> [The task] Beginning with the first line below, please repeat the material exactly, ending with the line that includes "I can see this".

> [Records]
Issue #9265, opened 2020-04-21
Printer applet is shown when cups service is down


vdcow:
```
 * Cinnamon version 4.4.8
 * Distribution - Alt Linux Sisyphus
 ```

**Issue**
When cups service is stopped/disabled Cinnamon always shows printer applet regardless option 
"Show printer icon". Left click on this applet (when cups is down) do nothing that confuses user.

**Steps to reproduce**
1. Stop cups service
2. Restart Cinnamon

**Expected behaviour**
Printer applet will not be shown if "Show printer icon" has value "When printer exists" or "When printing". If "Always" value is selected then probably left click on applet should notify user about cups service not running.

**Comment by JulianGro** [comment]
I wonder if this is related to: https://github.com/linuxmint/cinnamon/pull/13039

**Comment by mendhak** [comment]
> I wonder if this is related to: [#13039](https://github.com/linuxmint/cinnamon/pull/13039)

I can see this merged line in my local printers@cinnamon applet code, but it seems to have no effect. The printer is always visible, when the service is off, and even when the option is set to 'when printing'. 

(I am not an expert, sorry for speculation) I _think_ this is because the `lpstat -o` command returns a non-empty output when the CUPS service is off. The code counts that as 1 line, and therefore thinks that there is a print job available. 

https://github.com/linuxmint/cinnamon/blob/bebaf4cf54d6c2740f37af35ba086b7654fae9b6/files/usr/share/cinnamon/applets/printers%40cinnamon.org/applet.js#L177-L179


When CUPS is off:

```
$ lpstat -o
lpstat: Scheduler is not running.
$
```

When CUPS is on, empty.

```
$ lpstat -o
$
```

mendhak:
But I also see that applet has [been reworked completely](https://github.com/linuxmint/cinnamon/commit/769757bd88da65d54144cc5f1e24ee00ae5de78b), so possibly fixed in a future release?

PR #13524, opened 2026-02-01
Fixes in "printers@cinnamon.org"

hans-fritz-pommes:
I encountered several small issues with the printers applet.
I modified the `applet.js` in `/usr/share/cinnamon/applets/printers@cinnamon.org` and tested printing documents.
The things I did correct:

 - The "Cancel all jobs" command didn't work for an user who had no permisisons to run `cancel -a` for a specific printer, even if all of the jobs on this printer belonged to him.
 -> Now the "Cancel all jobs" command tries to cancel every single job, not `cancel -a` for every printer
 - The appearance of the listed jobs was really bad: e.g. when you had more than one job, the description for every job was "<desc. first job><desc. second job><desc..." and so on.
 - The job description consisted of: `(job number) lpstat -o` (lpstat several times, if there was more than one job - see point before)
 -> The description is now: `(job number) 'document_name' on <printer_name> (<size in Bytes/MB/KB>) by <user>` (using lpq -a).

~The following problem could occur:~
~If a job has the same number as byte-size like the job-id of the following one, the username and the filesize of the first one will be strange (job-id and functions stay working).~
~I would say this will happen that seldom  - we should ignore it.~
~Which user will open the menu exactly in that minute and have a problem with a strange username or filesize?~

EDIT: fixed in new commit

### DIFF
--- a/files/usr/share/cinnamon/applets/printers@cinnamon.org/applet.js
+++ b/files/usr/share/cinnamon/applets/printers@cinnamon.org/applet.js
@@ -187,28 +187,6 @@ class CinnamonPrintersApplet extends Applet.TextIconApplet {
                 this.out1 = stdout.trim().split('\n');
             }
 
-            //Update icon
-            Util.spawnCommandLineAsyncIO('/usr/bin/lpstat -l', (stdout, stderr, exitCode) => {
-                if(exitCode) {
-                    this.handleError(stderr);
-                    this.updating = false;
-                    return;
-                }
-
-                if(stdout.trim()) {
-                    this.set_applet_tooltip(stdout.trim().split('\n')[1].trim());
-                } else {
-                    this.set_applet_tooltip(_("Printers"));
-                }
-                if(this.printWarning) {
-                    this.set_applet_icon_symbolic_name('xsi-printer-warning');
-                } else if(this.jobs.length > 0) {
-                    this.set_applet_icon_symbolic_name('xsi-printer-printing');
-                } else {
-                    this.set_applet_icon_symbolic_name('xsi-printer');
-                }
-            });
-
             //Check default printer and add printers
             Util.spawnCommandLineAsyncIO('/usr/bin/lpstat -d', (stdout, stderr, exitCode) => {
                 if(exitCode) {
@@ -328,6 +306,30 @@ class CinnamonPrintersApplet extends Applet.TextIconApplet {
                         }
 
                         //Update icon
+                        Util.spawnCommandLineAsyncIO('/usr/bin/lpstat -l', (stdout, stderr, exitCode) => {
+                            if(exitCode) {
+                                if(stderr.length>70) {
+                                    stderr = stderr.slice(0, 70) + "...";
+                                }
+                                this.set_applet_tooltip(stderr.trim());
+                                return;
+                            }
+
+                            if(stdout.trim()) {
+                                this.set_applet_tooltip(stdout.trim().split('\n')[1].trim());
+                            } else {
+                                this.set_applet_tooltip(_("Printers"));
+                            }
+                            if(this.printWarning) {
+                                this.set_applet_icon_symbolic_name('xsi-printer-warning');
+                            } else if(this.jobs.length > 0) {
+                                this.set_applet_icon_symbolic_name('xsi-printer-printing');
+                            } else {
+                                this.set_applet_icon_symbolic_name('xsi-printer');
+                            }
+                        });
+                        
+                        //Update job count
                         if(this.jobs.length > 0) {
                             this.set_applet_label(this.jobs.length.toString());
                         } else {


hans-fritz-pommes:
Oh and I changed icons. If you think they're ugly, just revert it

hans-fritz-pommes:
I have an idea how to fix this mini-problem (identical bytes & job-number). But later

hans-fritz-pommes:
Ok, now the identical bytes/document-name & job-number-problem is fixed.

hans-fritz-pommes:
Sorry that I'm so chaotic
I forgot to take care of document names with whitespaces

files/usr/share/cinnamon/applets/printers@cinnamon.org/applet.js
```diff
@@ -11,6 +11,43 @@ const PANEL_EDIT_MODE_KEY = "panel-edit-mode";
...
+    const k = 1024;
+    const sizes = ["Bytes", "KB", "MB", "GB", "TB"];
+    const i = Math.floor(Math.log(bytes) / Math.log(k));
+    const value = bytes / Math.pow(k, i);
+
+    return value.toLocaleString(undefined, {
+        minimumFractionDigits: 1,
+        maximumFractionDigits: 1
+    }) + " " + sizes[i];
+}
```
mtwebster: Consider using `GLib.format_size()` or `GLib.format_size_full()` instead here

files/usr/share/cinnamon/applets/printers@cinnamon.org/applet.js
```diff
@@ -176,33 +215,34 @@ class CinnamonPrintersApplet extends Applet.TextIconApplet {
...
-                                } else {
-                                    break;
-                                }
-                            }
+                            let doc = jobInfo[job][2];
+                            let user = jobInfo[job][1];
+                            let size = formatBytes(jobInfo[job][3]);
+
                             if(doc.length > 30) {
                                 doc = doc + '...';
```
mtwebster: This isn't part of your changes, but maybe fix this - it detects a long string but doesn't actually shorten it before adding ellipses.

files/usr/share/cinnamon/applets/printers@cinnamon.org/applet.js
```diff
@@ -176,33 +215,34 @@ class CinnamonPrintersApplet extends Applet.TextIconApplet {
...
                             }
+                            
                             let text = '(' + job + ') ' + _("'%s' on %s").format(doc, printer);
+                            text = text + ' (' + size + ')' + _(" - by %s").format(user);
```
mtwebster: Can't this be a single translatable string?
```
# Translators: strings are job #, document name, printer name, size, username
# example: (23) 'test-doc.md' on HP_Smart_Tank_5100_series (44.0 KB) - by mtwebster
text = "(%s) '%s' on %s (%s) - by %s".format(job, doc, printer, size, user);
```
When 'Translators' is detected, these comments are included in the potfile to aid in translations

files/usr/share/cinnamon/applets/printers@cinnamon.org/applet.js
hans-fritz-pommes: Nice function!

hans-fritz-pommes:
> ## Best-practices scanner
> 
> This is a regex-based check for API usage that can pose security, performance or maintainability issues, or that may already be provided by Cinnamon. Having code flagged by it doesn't automatically disqualify a pull request.
> ### This check is not perfect will not replace a normal review.
> 
> Found 1 potential issue(s):
> ### ⚠️ lang_bind
> 
> **[files/usr/share/cinnamon/applets/printers@cinnamon.org/applet.js:218](https://github.com/linuxmint/cinnamon/pull/13524/files#diff-8be7fbee5740c468b22f4cefae4cc752cd6d49a4cd07a36c20f3eb15b4eb442fR218)**
> 
> ```
> Util.spawn_async(['/usr/bin/lpq', '-a'], Lang.bind(this, function(out2) {
> ```
> 
> `Lang.bind()` is deprecated. Use arrow functions (`() => {}`) or `Function.prototype.bind()` instead.
> 
> _Automated pattern check._

What should be done with that?

leigh123linux:
Please squash the commits into one.

mtwebster:
> What should be done with that?

What it suggests - use an arrow function instead of using Lang.bind(). Look at other applets, it's a pretty straightforward change.

hans-fritz-pommes:
By the way:
I was wondering why ever `lpstat` was used for gathering the job-data.
[This pull request](https://github.com/linuxmint/cinnamon/pull/13039) removed `lpq`. I thought every system having `lpstat` also has `lpq` since it's a part of cups?

files/usr/share/cinnamon/applets/printers@cinnamon.org/applet.js
hans-fritz-pommes: Is corrected now but the document-output of `lpq -a` seems to be always shorter than 31 characters

files/usr/share/cinnamon/applets/printers@cinnamon.org/applet.js
hans-fritz-pommes: You're right

hans-fritz-pommes:
Those new commits intend to make it compatible with a turned-off CUPS-service

hans-fritz-pommes:
> Please squash the commits into one.

~I will  do that when merging~

🤦oups merging is not my task, right?

hans-fritz-pommes:
Now the guy from [https://github.com/linuxmint/cinnamon/pull/13039](https://github.com/linuxmint/cinnamon/pull/13039) shouldn't have problems anymore with missing `lpq` and there shouldn't be a problem with missing / not running `cups` ([https://github.com/linuxmint/cinnamon/issues/9265](https://github.com/linuxmint/cinnamon/issues/9265)).

files/usr/share/cinnamon/applets/printers@cinnamon.org/applet.js
```diff
@@ -102,113 +126,214 @@ class CinnamonPrintersApplet extends Applet.TextIconApplet {
...
-                            jobItem.connect('activate', Lang.bind(jobItem, this.onCancelJobClicked));
+                            jobItem.connect('activate', () => this.onCancelJobClicked(jobItem));
                             this.cancelSubMenu.addMenuItem(jobItem);
-                            if(out2[out2.indexOf(job) - 2] != 'active' && out2[out2.indexOf(job) - 2] != '1st') {
+                            this.jobs.push(jobItem);
+                            if(lpq_present && jobInfo[job][0] != 'active' && jobInfo[job][0] != '1st') {
                                 sendJobs.push(new PopupMenu.PopupIconMenuItem(text, 'xsi-go-up', St.IconType.SYMBOLIC));
                                 sendJobs[sendJobs.length - 1].job = job;
-                                sendJobs[sendJobs.length - 1].connect('activate', Lang.bind(sendJobs[sendJobs.length - 1], this.onSendToFrontClicked));
+                                sendJobs[sendJobs.length - 1].connect('activate', () => this.onSendToFrontClicked(sendJobs[sendJobs.length - 1]));
```
mtwebster: This might not do what you expect:
  
The callback will evaluate `sendJobs[sendJobs.length - 1]` at the time of activation, *not* when you created the callback. You should probably just do something less clever like:

```
let sendjob = new PopupMenu.PopupIconMenuuItem.....
sendJobs.push(sendjob)
...
...
```
then reference `sendJob` as the callback argument.

mtwebster:
Can we drop the python script? `util.spawnCommandLineAsyncIO()` should work fine in this case - they're all fixed arguments. Sorry I should have caught this earlier...

files/usr/share/cinnamon/applets/printers@cinnamon.org/applet.js
```diff
@@ -102,113 +126,214 @@ class CinnamonPrintersApplet extends Applet.TextIconApplet {
...
-                                } else {
-                                    break;
-                                }
+                            let doc = "unknown";
+                            let user = "unknown";
+                            let size = "unknown";
+                            if (lpq_present) {
+                                doc = jobInfo[job][2];
+                                user = jobInfo[job][1];
+                                size = GLib.format_size_for_display(jobInfo[job][3]);
```
mtwebster: `format_size_for_display()` is deprecated - use `format_size()` instead (same arguments).

hans-fritz-pommes: ok

hans-fritz-pommes:
> Can we drop the python script? `util.spawnCommandLineAsyncIO()` should work fine in this case - they're all fixed arguments. Sorry I should have caught this earlier...

Why would it be insecure if there were user inputs?
And why is there no function with `argv` _and_ the possibility to catch `stdout`, `stderr` and `exitCode`?

(It's just about understanding)

hans-fritz-pommes:
Ah and I replaced the second python script - this means now we don't have Gtk-dialogs anymore. Instead: A Cinnamon modal dialog.

files/usr/share/cinnamon/applets/printers@cinnamon.org/applet.js
hans-fritz-pommes: ok

mtwebster:
> Why would it be insecure if there were user inputs?

You can get a lot more info with Google or asking AI to explain shell injection vulnerabilities... but basically,

This is safe - it will always run exactly that command, you're using a static string.
```
Util.spawnCommandLineAsyncIO('/usr/bin/lpq -a', ()=>{});
```
but, for example filename restrictions are fairly lax...

image

```js
let file = file.get_basename() // '; dangerous-command ~'
let cmd = "ls -la " + file;
Util.spawnCommandLineAsyncIO(file, ()=>{}); // ls -la ; dangerous-command ~
```

That example is pretty extreme and unlikely, but it's a real concern, and we're all better off being in the habit of using argv variants in the first place, to prevent misinterpretation like this.

> And why is there no function with argv and the possibility to catch stdout, stderr and exitCode?

Because I didn't notice it was missing before implementing our pattern checker here - I'll be adding one for sure. You could use `GLib.spawn_async_with_pipes` or Gio.Subprocess api directly (which is what spawnCommandLineAsyncIO uses internally), but they're much less convenient to setup and use. For your purposes here, it's ok.

hans-fritz-pommes:
Should I port to `spawnAsyncIO` or just leave it?

mtwebster:
> Should I port to spawnAsyncIO or just leave it?

You can leave as is for now, unless you're already running the latest Cinnamon git master yourself... it's an easy fix down the road. I'm a bit more concerned about the `update()` flow, between the `lpstat -l` and `-d` calls.

I had a graphic generated:

```mermaid
 flowchart TD
      Start["update()"] --> Guard{"updating OR<br/>menu.isOpen OR<br/>removed?"}
      Guard -->|Yes| Bail["return (skip)"]
      Guard -->|No| Init["updating = true<br/>menu.removeAll()<br/>Add 'Printers' item<br/>out1=[] out2='' out3=[]"]

      Init --> LpstatA["<b>lpstat -a</b><br/>(get available printers)"]

      LpstatA -->|error| ErrA["handleError(stderr)<br/>⚠️  menu.removeAll()<br/>updating = false"]
      LpstatA -->|success| StoreOut1["this.out1 = printer list"]

      StoreOut1 --> Fork["<b>⚡ TWO ASYNC CALLS<br/>LAUNCHED IN PARALLEL</b>"]

      Fork --> BranchA["<b>BRANCH A</b><br/>lpstat -l<br/>(tooltip/icon)"]
      Fork --> BranchB["<b>BRANCH B</b><br/>lpstat -d<br/>(default printer)"]

      %% Branch A
      BranchA -->|error| ErrL["handleError(stderr)<br/>⚠️  menu.removeAll()<br/>⚠️  updating = false"]
      BranchA -->|success| IconUpdate["Set tooltip<br/>Set icon based on<br/>⚠️  this.jobs.length<br/>(STALE - not yet
  populated!)"]

      %% Branch B - main chain
      BranchB -->|error| ErrD["handleError(stderr)<br/>⚠️  menu.removeAll()<br/>⚠️  updating = false"]
      BranchB -->|success| Printers["Add separator<br/>Add printer items to menu<br/>Store this.printers"]

      Printers --> LpstatO["<b>lpstat -o</b><br/>(get job list)"]
      LpstatO -->|error| ErrO["handleError(stderr)<br/>updating = false"]
      LpstatO -->|success| Jobs["Store this.out3<br/>Add 'Cancel all' menu<br/>Add cancel submenu"]

      Jobs --> LpqA["<b>lpq -a</b><br/>(get job details)"]
      LpqA -->|error| LpqFail["lpq_present = false<br/>(graceful, no handleError)"]
      LpqA -->|success| LpqOk["lpq_present = true<br/>Parse job info"]

      LpqFail --> BuildJobs
      LpqOk --> BuildJobs

      BuildJobs["Build job menu items<br/>Populate this.jobs[]<br/>⚠️  jobInfo#91;job#93; may be undefined!"] -->
  FinalUI["Set label (job count)<br/>Set visibility<br/>Open submenus<br/><b>updating = false</b>"]

      %% Highlight race conditions
      style Fork fill:#ff6b6b,color:#fff
      style ErrL fill:#ff6b6b,color:#fff
      style IconUpdate fill:#ffaa00,color:#000
      style BuildJobs fill:#ffaa00,color:#000
      style ErrA fill:#ff6b6b,color:#fff
      style ErrD fill:#ff6b6b,color:#fff
      style ErrO fill:#ff6b6b,color:#fff
```
##### The Problems Illustrated

  Race condition (red nodes): After lpstat -a succeeds, lpstat -l (Branch A) and lpstat -d (Branch B) are launched
  simultaneously with no ordering guarantee. Three things can go wrong:

  1. Branch A error destroys Branch B's work: If lpstat -l fails, handleError() calls menu.removeAll() — wiping out
  everything Branch B is building or has built. It also sets updating = false, allowing a new update() to start while Branch
   B is still running.
  2. Branch A reads stale this.jobs: Branch A sets the icon based on this.jobs.length, but this.jobs is only populated much
  later at the end of Branch B's chain (lpq -a callback). So it always uses the previous update cycle's job count.
  3. Double updating = false: If Branch A errors out (setting updating = false) while Branch B is still mid-chain, a new
  update() could start, calling menu.removeAll() and clobbering Branch B.

  The fix would be to make lpstat -l part of the sequential chain rather than parallel — e.g., call it at the very end after
   jobs are populated, which is where the original code had it.

hans-fritz-pommes:
Yes, I was intending to make it faster - which is a very small advantage compared to the possible problems...

hans-fritz-pommes:
Sadly, I don't know how to test the error handling of `lpstat -l` now. The icon update and tooltip update in case of no errors when calling `lpstat -l` are working.

mtwebster:
Hi,

I hate to do this, but I've been testing this out for a while and I'm not real crazy about continuing to rely on shell commands here.

It turns out cups-daemon dbus interface (`org.cups.cupsd.Notifier`) that we currently only subscribe to to trigger updates can also provide pretty much all the information we need for printers and jobs - we can just react to individual signals and the information they provide, no parsing shell output. We also get the benefit of clear status messages if something is wrong (out of paper, etc...)

The only thing we need to run commands for is actually canceling or re-ordering a job.

I'm working on refactoring the applet to work off the cups notifier - I'll include the fixes you introduce here regarding 'cancel-all' and job descriptions.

> [Your response]
Issue #9265, opened 2020-04-21
Printer applet is shown when cups service is down


vdcow:
```
 * Cinnamon version 4.4.8
 * Distribution - Alt Linux Sisyphus
 ```

**Issue**
When cups service is stopped/disabled Cinnamon always shows printer applet regardless option 
"Show printer icon". Left click on this applet (when cups is down) do nothing that confuses user.

**Steps to reproduce**
1. Stop cups service
2. Restart Cinnamon

**Expected behaviour**
Printer applet will not be shown if "Show printer icon" has value "When printer exists" or "When printing". If "Always" value is selected then probably left click on applet should notify user about cups service not running.

**Comment by JulianGro** [comment]
I wonder if this is related to: https://github.com/linuxmint/cinnamon/pull/13039

**Comment by mendhak** [comment]
> I wonder if this is related to: [#13039](https://github.com/linuxmint/cinnamon/pull/13039)

I can see this merged line in my local printers@cinnamon applet code, but it seems to have no effect. The printer is always visible, when the service is off, and even when the option is set to 'when printing'. 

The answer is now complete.